[PATCH] gpio: Describe interrupt-controller binding
Thierry Reding
thierry.reding at avionic-design.de
Wed Sep 19 04:45:53 EST 2012
On Tue, Sep 18, 2012 at 12:15:02PM -0600, Stephen Warren wrote:
> On 09/18/2012 12:06 PM, Thierry Reding wrote:
> > On Tue, Sep 18, 2012 at 08:55:40AM -0600, Stephen Warren wrote:
> >> On 09/18/2012 07:28 AM, Rob Herring wrote:
> >>> On 09/18/2012 03:51 AM, Thierry Reding wrote:
> >>>> In order to use GPIO controllers as interrupt controllers,
> >>>> they need to be marked with the DT interrupt-controller
> >>>> property. This commit adds some documentation about this to
> >>>> the general GPIO binding document.
> >>>>
> >>>> Cc: Linus Walleij <linus.walleij at stericsson.com> Cc: Grant
> >>>> Likely <grant.likely at secretlab.ca> Cc: Rob Herring
> >>>> <rob.herring at calxeda.com> Cc:
> >>>> devicetree-discuss at lists.ozlabs.org Cc:
> >>>> linux-kernel at vger.kernel.org Signed-off-by: Thierry Reding
> >>>> <thierry.reding at avionic-design.de>
> >>>
> >>> Applied for 3.7.
> >>>
> >>> Rob
> >>>
> >>>> --- Documentation/devicetree/bindings/gpio/gpio.txt | 33
> >>>> +++++++++++++++++++++++++ 1 file changed, 33 insertions(+)
> >>>>
> >>>> diff --git a/Documentation/devicetree/bindings/gpio/gpio.txt
> >>>> b/Documentation/devicetree/bindings/gpio/gpio.txt index
> >>>> 4e16ba4..8d125b0 100644 ---
> >>>> a/Documentation/devicetree/bindings/gpio/gpio.txt +++
> >>>> b/Documentation/devicetree/bindings/gpio/gpio.txt @@ -75,4
> >>>> +75,37 @@ Example of two SOC GPIO banks defined as
> >>>> gpio-controller nodes: gpio-controller; };
> >>>>
> >>>> +If the GPIO controller supports the generation of
> >>>> interrupts, it should +also contain an empty
> >>>> "interrupt-controller" property as well as an
> >>>> +"#interrupt-cells" property. This is required in order for
> >>>> other nodes +to use the GPIO controller as their interrupt
> >>>> parent.
> >>
> >> Surely this is generic information for any interrupt controller,
> >> and hence doesn't belong in the GPIO binding?
> >
> > LinusW requested this in order to avoid having to list these
> > properties in every GPIO controller.
>
> There's no need to list this property in an individual GPIO
> controller's binding either; it's a standard property for any
> interrupt controller of any type.
>
> > I suppose that having it in an extra binding for interrupt
> > controllers might make sense as well, but in that case we should
> > probably provide a reference because the GPIO binding is where
> > people are most likely to look for this information.
>
> Yes, we probably should have a centralized .txt for the base interrupt
> controller properties. I guess we don't today because it's probably so
> old everyone assumes it.
Since each driver binding still needs to document it and in order to
avoid needless duplication I think having a central location for this
makes a lot of sense.
> For some other patches I sent, I created
> Documentation/devicetree/bindings/interrupt-controller/ - a file in
> that directory would make sense (bike-shedding: irq.txt, interrupts.txt?)
>
> Yes, each individual GPIO binding (that actually is an interrupt
> controller; some may not be) should probably mention this and refer to
> whatever documents the interrupt controller properties.

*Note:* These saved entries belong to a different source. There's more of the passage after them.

PR #27818, opened 2024-06-11
refactor: replace custom promise-based setTimeout with native Node.js setTimeout

alan-agius4:
In this commit, the custom implementation of a promise-based setTimeout function has been replaced with the native Node.js setTimeout function, which now returns a promise.


clydin (approved):

alan-agius4:

PR #27828, opened 2024-06-12
refactor(@angular/cli): remove dependency on `resolve`

alan-agius4:
Instead of using the `resolve` npm package, we avoid populating `Module._pathCache` when resolving package JSON files.

### DIFF
--- a/packages/angular/cli/src/utilities/package-tree.ts
+++ b/packages/angular/cli/src/utilities/package-tree.ts
@@ -6,9 +6,10 @@
  * found in the LICENSE file at https://angular.dev/license
  */
 
-import * as fs from 'fs';
-import { dirname, join } from 'path';
-import * as resolve from 'resolve';
+import assert from 'node:assert';
+import { readFile } from 'node:fs/promises';
+import Module, { createRequire } from 'node:module';
+import { dirname, join } from 'node:path';
 import { NgAddSaveDependency } from './package-metadata';
 
 interface PackageJson {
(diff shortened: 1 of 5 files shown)


packages/angular/cli/src/utilities/package-tree.ts
```diff
@@ -44,20 +44,25 @@ export interface PackageTreeNode {
...
+    require.cache = {};
+    const workspaceRequire = createRequire(`${workspaceDir}/`);
 
-    return packageJsonPath;
+    return workspaceRequire.resolve(`${packageName}/package.json`);
   } catch {
     return undefined;
+  } finally {
+    require.cache = originalRequireCache;
   }
```
clydin, line 66: Something similar to the following should work for resolve (`Module` imported from `node:module`):
```
  assert(
    '_pathCache' in Module && Module._pathCache && typeof Module._pathCache === 'object',
    'Node.js Module does not contain _pathCache',
  );

  // Avoid resolve cache problems, see: https://github.com/angular/angular-cli/pull/18610#issuecomment-681980185
  const originalPathCache = Module._pathCache;
  try {
    Module._pathCache = {};
    const workspaceRequire = createRequire(`${workspaceDir}/`);
    
    return workspaceRequire.resolve(`${packageName}/package.json`);
  } catch {
    return undefined;
  } finally {
    Module._pathCache = originalPathCache;
  }
```

alan-agius4: Looked a bit more and it looks like it will not solve https://github.com/angular/angular-cli/pull/18610#issuecomment-681980185

PR #27829, opened 2024-06-12
build: update E2E setup to use NPM 10 to publish packages

alan-agius4:
This commit updates the e2e setup to use the latest version of NPM to publish packages.

### DIFF
--- a/.github/dependency-review-config.yml
+++ b/.github/dependency-review-config.yml
@@ -2,6 +2,7 @@ vulnerability_check: false
 allow_licenses:
   - '0BSD'
   - 'Apache-2.0'
+  - 'Artistic-2.0'
   - 'BlueOak-1.0.0'
   - 'BSD-2-Clause'
   - 'BSD-3-Clause'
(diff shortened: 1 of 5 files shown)


.github/dependency-review-config.yml
```diff
@@ -1,6 +1,7 @@
 vulnerability_check: false
 allow_licenses:
   - '0BSD'
+  - 'Artistic-2.0'
   - 'Apache-2.0'
```
clydin, line 5:
```suggestion
  - 'Apache-2.0'
  - 'Artistic-2.0'
```

tests/legacy-cli/e2e/utils/registry.ts
```diff
@@ -17,16 +17,19 @@ export async function createNpmRegistry(
...
-    },
-  );
+  const verdaccioServer = fork(require.resolve('verdaccio/bin/verdaccio'), ['-c', configPath]);
+  await new Promise<void>((done) => {
+    verdaccioServer.on('message', (msg: { verdaccio_started: boolean }) => {
+      if (msg.verdaccio_started) {
+        done();
+      }
+    });
+  });
```
clydin, line 30: Should be able to do something like the following (`on` is from `node:events`):
```
for await (const event of on(verdacioServer, 'message')) {
    if (event.verdaccio_started) {
        break;
    }
}
```

Could even add a timeout as well: `{ signal: AbortSignal.timeout(30_000) }` for the third parameter of `on`

clydin (approved):

PR #27835, opened 2024-06-13
test: use Node test runner for E2E tests

dgp1130:
This updates the E2E test runner to invoke test programs with `node --test`. This allows us to use the `assert` API for expressive assertions and print failures with more details.

Unfortunately, it seems that the test runner and the test file are actually executed as two separate processes. This means that we run `node --test` for _each_ test and print out N reports each containing exactly 1 test. This isn't ideal, but it's good enough for using assertions. We can also explore using `node --test` for the test runner just to print a single test report with all the tests listed. This might require running test code in process with the test runner.

`node --test` is a little awkward in that it seems to treat all arguments as file paths to test, meaning there's no easy way to pass arguments into the tests. Since we're actually invoking our own test runner, we need to pass through the actual file being tested, but this is not easy to do with `node --test`. I feel like `node --test test_runner.js -- file_under_test.js` _should_ work, but actually doesn't. Instead, I opted to pass the file through as an environment variable. It's inelegant, but good enough for now.

I also had to separate out running a _test_ from running an arbitrary process, which were previously using the same code path and conflicting with each other.

Example output for a test failure: https://gist.github.com/dgp1130/e795d5d540ec98de7aac02a363f56998

### DIFF
--- a/tests/legacy-cli/e2e/tests/web-test-runner/basic.ts
+++ b/tests/legacy-cli/e2e/tests/web-test-runner/basic.ts
@@ -1,15 +1,11 @@
+import assert from 'node:assert';
 import { noSilentNg } from '../../utils/process';
 import { applyWtrBuilder } from '../../utils/web-test-runner';
 
 export default async function () {
-  // Temporary disable this test until we fix it.
-  return;
-
   await applyWtrBuilder();
 
   const { stderr } = await noSilentNg('test');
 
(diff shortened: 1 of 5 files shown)


dgp1130:
This doesn't really work easily unfortunately. Given enough time it could probably be made to work, but I don't think I have the mental capacity to push it through outside the fixit.

Issue #27833, opened 2024-06-12
Worker and global style files do not respect `sourceMap.hidden`


csvn:
### Command

build

### Is this a regression?

- [ ] Yes, this behavior used to work in the previous version

### Description

When setting `build.options.sourceMap.hidden` to `true`, there is two cases I've seen where `//# sourceMappingURL=` is still added to the bottom of the file: any scripts files added as worker, and for style files specified in `build.options.styles`. I cannot find a way to make all emitted files respect the `hidden` flag for sourcemaps.

### Minimal Reproduction

1. Generate a new Angular project:
   ```bash
   npx @angular/cli@latest new --style=css --ssr=false ng-repro
   ```
2. Add `angular.json` config to use hidden sourcemaps:
   ```jsonc
   "build": {
     "builder": "@angular-devkit/build-angular:application",
       "options": {
         "sourceMap": {
           "hidden": true,
           "scripts": true,
           "styles": true
         },
         // ...
   ```
3. Add a worker file at `src/main.worker.ts`:
   ```ts
   globalThis.postMessage('Hello! I am a worker!');
   ```
4. Import the worker in `main.ts`, by adding this at the bottom:
   ```ts
   const worker = new Worker(new URL('./main.worker', import.meta.url));
   worker.addEventListener('message', e => console.log(e.data));
   ```
5. Run the build step:
   ```bash
   npm run build
   ```

By checking `styles-<hash>.css` and `worker-<hash>.js` in the `dist/<project>/browser` folder, we can see that at the bottom of both files there is a `//# sourceMappingURL=` mapping, and thus the sourcemap is not hidden.

### Your Environment

```text
Angular CLI: 18.0.3
Node: 22.2.0
Package Manager: npm 10.7.0
OS: win32 x64

Angular: 18.0.2
... animations, common, compiler, compiler-cli, core, forms
... platform-browser, platform-browser-dynamic, router

Package                         Version
---------------------------------------------------------
@angular-devkit/architect       0.1800.3
@angular-devkit/build-angular   18.0.3
@angular-devkit/core            18.0.3
@angular-devkit/schematics      18.0.3
@angular/cli                    18.0.3
@schematics/angular             18.0.3
rxjs                            7.8.1
typescript                      5.4.5
zone.js                         0.14.7
```

PR #27838, opened 2024-06-13
fix(@angular/build): do not reference sourcemaps in web workers and global stylesheet bundles when hidden setting is enabled

alan-agius4:
This commit addresses an issue where sourcemaps in web workers and global stylesheets were referenced despite the hidden setting being enabled.

Closes: #27833


clydin (approved):

csvn:
Awesome, that was really quick. Thanks!🎉

PR #27847, opened 2024-06-13
test: use the same process for the test runner and test files

dgp1130:
Instead of creating a subprocess to execute each test file, they are directly required into the main test runner. This allows us to use `node:test` to identify each test and create a single report at the end of execution.


tests/legacy-cli/e2e/tests/web-test-runner/basic.ts
```diff
@@ -1,12 +1,29 @@
+import assert from 'node:assert';
```
alan-agius4, line 1: Drive by comment, one reason why a new process is used is so that changes in `process.env` do not effect other tests.

dgp1130:
This doesn't really work easily (CI is lying and incorrectly passing everything). Given enough time it could probably be made to work, but I don't think I have the mental capacity to push it through outside the fixit.

cjihrig:
I'm not sure if it helps you, but I believe [Astro is running `node:test` in a single process](https://github.com/withastro/astro/blob/main/scripts/cmd/test.js). Maybe they have something you could use quickly without too much work.

PR #27868, opened 2024-06-17
ci: remove ci testing push trigger

josephperrott:
Remove ci testing pushing trigger as it no longer will work in the future and is unneccessary


clydin (approved):

alan-agius4:

PR #27875, opened 2024-06-18
fix(@angular/build): add CSP nonce to script with src tags

### LINKED ISSUE #27874: ngCspNonce should add the nonce value to the script tags loading the main bundles

compiler-cli

### Description

`ngCspNonce` is a great addition and almost solves a lot of the CSP difficulties I'm having but I think is missing some aspects to simplify the process of writing a CSP.

CSP level 3 introduces [strict-dynamic](https://developer.mozilla.org/en-US/docs/Web/HTTP/Headers/Content-Security-Policy/script-src#strict-dynamic) for `script-src`. This avoids needing a whitelist and favours using a nonce (or hash) on scripts. The great part about it is that this "trust" given by a nonce also propagates to scripts that are loaded by the root script. This is particularly important for myself since we load a tracking script which in turn loads a bunch of other tracking services.

This _almost_ works. The problem is that you can't use `strict-dynamic` in conjunction with `'self'`. Angular currently does not add the nonce from `ngCspNonce` to the runtime/main bundles included at the bottom of the `index.html`. So, without a nonce or allowing "self" the browser blocks these.

image

### Proposed solution

Along with the other inline styles/scripts that `ngCspNonce` will add the nonce placeholder to, also add this nonce to the bundles.

### Alternatives considered

An alternate solution is to avoid `strict-dynamic` use whitelisting of domains but for an application with more complex scripts it is a lifesaver. [Google's CSP evaluator](https://csp-evaluator.withgoogle.com/) utilises `strict-dynamic` in their "sample safe policy".

alan-agius4:
Prior to this change, script tags with the `src` attribute were not being assigned a CSP nonce during the build process. This is useful strict-dynamic is a Content Security Policy (CSP) directive that simplifies the management of dynamically loaded scripts while maintaining a high level of security. It allows scripts that are initially trusted (through a nonce or hash) to load other scripts without additional restrictions.

Closes #27874

### DIFF
--- a/packages/angular/build/src/utils/index-file/nonce.ts
+++ b/packages/angular/build/src/utils/index-file/nonce.ts
@@ -29,8 +29,7 @@ export async function addNonce(html: string): Promise<string> {
 
   rewriter.on('startTag', (tag) => {
     if (
-      (tag.tagName === 'style' ||
-        (tag.tagName === 'script' && !tag.attrs.some((attr) => attr.name === 'src'))) &&
+      (tag.tagName === 'style' || tag.tagName === 'script') &&
       !tag.attrs.some((attr) => attr.name === 'nonce')
     ) {
       tag.attrs.push({ name: 'nonce', value: nonce });
--- a/packages/angular/build/src/utils/index-file/nonce_spec.ts
+++ b/packages/angular/build/src/utils/index-file/nonce_spec.ts
@@ -74,22 +74,22 @@ describe('addNonce', () => {
     expect(result).toContain('<style nonce="{% nonce %}">.a {color: red;}</style>');
   });
 
-  it('should to all inline script tags', async () => {
+  it('should to all script tags', async () => {
     const result = await addNonce(`
       <html>
         <head>
         </head>
         <body>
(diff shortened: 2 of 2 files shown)


clydin (approved):

packages/angular/build/src/utils/index-file/nonce.ts
sagartalaviya91, line 1: I want this change on Angular version 16. I can't upgrade to latest version now. Is there any way to do this fix in Version 16?

sagartalaviya91:
I want this change on Angular version 16. I can't upgrade to latest version now. Is there any way to do this fix in Version 16?

packages/angular/build/src/utils/index-file/nonce.ts
alan-agius4: Version 16 is in LTS phase and only received security fixes.

For all other fixes please update to the latest version.

Please see: https://angular.dev/reference/releases#actively-supported-versions

sagartalaviya91: In which version this fix will be available?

Okay. So how about I add a file interrupts.txt in that directory and put
something like what this patch contains into it? Then I can just add a
reference to the driver binding that the controller can be used as an
interrupt-controller and that a description can be find in this new
document.
> > There is Documentation/devicetree/bindings/open-pic.txt, which
> > already lists most of this information, so maybe a reference to
> > that document will do just as well?
>
> I think that's just one random interrupt controller. The common/core
> properties probably should be separated out.
>
> >>>> +If #interrupt-cells is 1, the single cell is used to specify
> >>>> the number +of the GPIO that is to be used as an interrupt.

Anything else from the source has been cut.